The low-budget independent film was directed by Greg Harrison, written by Benjamin Brand and Harrison, and produced by Danielle Renfrew and Gary Winick. Sony Pictures Classics released it to theaters in the United States on July 22, 2005, and while its award-winning digital video photography was praised, many reviews criticized the film's story for being too ambiguous and derivative of other films. Critics have compared it to the work of filmmakers such as David Lynch and M. Night Shyamalan.
On the evening of November 7, photographer Sophie Jacobs and her attorney boyfriend Hugh go to dinner at a Chinese restaurant. As they travel home afterward, Sophie develops a craving for "something sweet" and stops their car at a convenience store. While Hugh is in the store buying some chocolate for Sophie, an armed man arrives and holds up the store, shooting the store clerk, his son, and Hugh dead. He runs away as Sophie arrives.
Sophie sinks into a deep depression, and cannot bring herself to erase Hugh's voice from their apartment's answering machine. She consults her psychiatrist, Dr. Fayn, about persistent headaches that she has been suffering from since his death. She tells Dr. Fayn that the headaches started to occur before the incident at the convenience store, and that she had been having an affair with a co-worker, Jesse. After Hugh's death Sophie has dinner with her mother, Carol Jacobs, who accidentally knocks a glass over.
During a college photography class that she teaches, Sophie sets up a slide projector for the students to showcase their best photographs. One slide in the slide show depicts the exterior of the convenience store on the evening of November 7. Sophie contacts Officer Roberts, the head of the investigation into the shootings at the convenience store, who is as puzzled as she is as to who is responsible for the photos. Sophie's headaches continue, and she begins to hear strange noises coming from within her apartment building and mysterious voices on the phone. Later, Officer Roberts discovers that the photo of the convenience store was paid for with Sophie's credit card.

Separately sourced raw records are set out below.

PR #16001, opened 2025-07-14
lxd: Reorganise checks in images GET handler.

markylaing:
Enforce that an untrusted caller cannot list images in non-default projects before making database calls. Additionally, don't check the effective project if the caller is not trusted, since the request must be for the default project, which must have images enabled.


tomponline (approved):
Thanks!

The film presents two more different versions of these events, and Sophie must figure out which is real before she loses grip on her sanity, and her life. The second version suggests that Sophie was present at the shootings and was only spared because the shooter ran out of bullets, and the third suggests both Sophie and Hugh were killed. In the words of Cox, her character "goes through three phases. First there's denial. Then she feels guilty and sad about the situation. Then she has to learn to accept it." According to Greg Harrison, the events in the film were Sophie's memories as she and Hugh lay dying on the floor of the convenience store: "Each movement of this memory was her process of coming to terms with the terrible trauma, which was that she was killed for absolutely no reason, and it was some random act of violence she couldn’t confront". He added he felt November was "open-ended" enough that he hoped viewers would "come up with the most beautiful stories themselves that are very different from how I saw it."
The film's script was written by Benjamin Brand, who had written and sold several unproduced screenplays to studios. Brand had served as an assistant to producer Danielle Renfrew on the film Groove (2000), which was directed by Greg Harrison. Brand, Renfrew and Harrison were friends and living in their hometown of San Francisco developing separate projects at "Major film studios#Mini-majors" studios which, according to Renfrew, were "wallowing in development hell". Brand saw a news story about a store robbery in which the robber had hidden the body of the cashier behind the counter and then impersonated the cashier as customers came in. Drawing from this story as well as from experiences in his own life (he had previously taught photography at the Academy of Art), Brand wrote a screenplay and presented it to Renfrew and Harrison. Both were impressed, and Harrison said it was "fascinating ... kind of an abstract exercise in narrative, which I thought was exciting and bold".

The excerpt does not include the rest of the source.